* **HOW TO COMPLETE THIS TASK**
From the first line to the last, output the entries exactly.

* **GIVEN RECORDS**
☆ ☆ ☆ ☆ ☆ ☆ ☆

PR #1583, opened 2025-12-04
meson.build: move creating conf_data object to toplevel

metux:
create it very early, so we're free to move around call sites
between subdirectories. preparation for untwisting the whole
probing logic.


cepelinas9000:
it failed because of hiccup https://github.com/X11Libre/xserver/actions/runs/19940384707/job/57176316532 ?

metux:
> it failed because of hiccup https://github.com/X11Libre/xserver/actions/runs/19940384707/job/57176316532 ?

thanks. seems github isn't 100% reliable.

PR #1587, opened 2025-12-05
Fix X server autoconfigure when framebuffer drivers are installed v2

stefan11111:


stefan11111:
Implemented what @ONykyf said in https://github.com/X11Libre/xserver/pull/1564#issuecomment-3617112236

>P.P.S. We could also look at EntityRec identifier field, if it starts with "Autoconfigured ...". But this is even less reliable...

Looks pretty reliable to me: https://github.com/X11Libre/xserver/blob/609ea42a62100bbfd8ab311da2420ff32495c42f/hw/xfree86/common/xf86AutoConfig.c#L343

stefan11111:
Closed in favor of https://github.com/X11Libre/xserver/pull/1650

Issue #626, opened 2025-08-06
Dumping Mingw32 and moving to Cygwin.


b-aaz:
### Describe the cleanup

During the last few weeks I have seen many changes done to this repo to make It work on Mingw.
Mingw does not even try to provide a modern standard C or POSIX foundation, this is getting currently getting mitigated by adding many #ifdefs, creating wrappers and in some cases not using some features.

I suggest that we stop supporting Mingw32 and move to [Cygwin](https://cygwin.com/).
Cygwin tries to create a POSIX compatible environment on Windows.
There are many open-soucrce projects currently using it to port their software to windows.
There even is a sub project named [Cygwin/X](https://x.cygwin.com/) that provides X.Org for windows.

### It should be done because

We are adding a ton of #ifdefs, wrappers ... to support Mingw, this is unnecessarily complicating our codebase and could potentially introduce bugs.
Along side that as far as I can see all the developers here are more familiar with the POSIX and standard C ABIs not windows ones this could also cause complications and make bugs get introduced or go under the radar.

### Extra fields

- [x] I have checked the existing [issues](https://github.com/X11Libre/xserver/issues)
- [x] I have read the [Contributing Guidelines](https://github.com/X11Libre/xserver/blob/master/CONTRIBUTING.md)
- [ ] I'd like to work on this issue

VJSLH:
Hmm, wouldn't this create complications for people who use Wine?

totaam:
Please don't!
Having Mingw32 is one of the best things about this project!

metux:
> Hmm, wouldn't this create complications for people who use Wine?

why ?

metux:
> Please don't! Having Mingw32 is one of the best things about this project!

I tend to agree. mingw32 seems to work well, and cygwin probably needs a lot more effort.

VJSLH:
> > Hmm, wouldn't this create complications for people who use Wine?
> 
> why ?

Maybe I am reading into it too much. I just know that mingw is a key component that Wine relies on for enabling compatibility with DLL files through abstraction modules. Granted, the only things that would warrant using mingw32 would be almost exclusively gaming related. Again, I might be misunderstanding the implications here.

totaam:
@metux since you're here, any clues on how to get started building on mingw32?
I don't mind helping on that platform, but maybe it's not ready yet? (I can move this to a discussion if you prefer)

☆ ☆ ☆ ☆ ☆ ☆ ☆

* **ANSWER TO THIS EXERCISE**
PR #1583, opened 2025-12-04
meson.build: move creating conf_data object to toplevel

metux:
create it very early, so we're free to move around call sites
between subdirectories. preparation for untwisting the whole
probing logic.


cepelinas9000:
it failed because of hiccup https://github.com/X11Libre/xserver/actions/runs/19940384707/job/57176316532 ?

metux:
> it failed because of hiccup https://github.com/X11Libre/xserver/actions/runs/19940384707/job/57176316532 ?

thanks. seems github isn't 100% reliable.

PR #1587, opened 2025-12-05
Fix X server autoconfigure when framebuffer drivers are installed v2

stefan11111:


stefan11111:
Implemented what @ONykyf said in https://github.com/X11Libre/xserver/pull/1564#issuecomment-3617112236

>P.P.S. We could also look at EntityRec identifier field, if it starts with "Autoconfigured ...". But this is even less reliable...

Looks pretty reliable to me: https://github.com/X11Libre/xserver/blob/609ea42a62100bbfd8ab311da2420ff32495c42f/hw/xfree86/common/xf86AutoConfig.c#L343

stefan11111:
Closed in favor of https://github.com/X11Libre/xserver/pull/1650

Issue #626, opened 2025-08-06
Dumping Mingw32 and moving to Cygwin.


b-aaz:
### Describe the cleanup

During the last few weeks I have seen many changes done to this repo to make It work on Mingw.
Mingw does not even try to provide a modern standard C or POSIX foundation, this is getting currently getting mitigated by adding many #ifdefs, creating wrappers and in some cases not using some features.

I suggest that we stop supporting Mingw32 and move to [Cygwin](https://cygwin.com/).
Cygwin tries to create a POSIX compatible environment on Windows.
There are many open-soucrce projects currently using it to port their software to windows.
There even is a sub project named [Cygwin/X](https://x.cygwin.com/) that provides X.Org for windows.

### It should be done because

We are adding a ton of #ifdefs, wrappers ... to support Mingw, this is unnecessarily complicating our codebase and could potentially introduce bugs.
Along side that as far as I can see all the developers here are more familiar with the POSIX and standard C ABIs not windows ones this could also cause complications and make bugs get introduced or go under the radar.

### Extra fields

- [x] I have checked the existing [issues](https://github.com/X11Libre/xserver/issues)
- [x] I have read the [Contributing Guidelines](https://github.com/X11Libre/xserver/blob/master/CONTRIBUTING.md)
- [ ] I'd like to work on this issue

VJSLH:
Hmm, wouldn't this create complications for people who use Wine?

totaam:
Please don't!
Having Mingw32 is one of the best things about this project!

metux:
> Hmm, wouldn't this create complications for people who use Wine?

why ?

metux:
> Please don't! Having Mingw32 is one of the best things about this project!

I tend to agree. mingw32 seems to work well, and cygwin probably needs a lot more effort.

VJSLH:
> > Hmm, wouldn't this create complications for people who use Wine?
> 
> why ?

Maybe I am reading into it too much. I just know that mingw is a key component that Wine relies on for enabling compatibility with DLL files through abstraction modules. Granted, the only things that would warrant using mingw32 would be almost exclusively gaming related. Again, I might be misunderstanding the implications here.

totaam:
@metux since you're here, any clues on how to get started building on mingw32?
I don't mind helping on that platform, but maybe it's not ready yet? (I can move this to a discussion if you prefer)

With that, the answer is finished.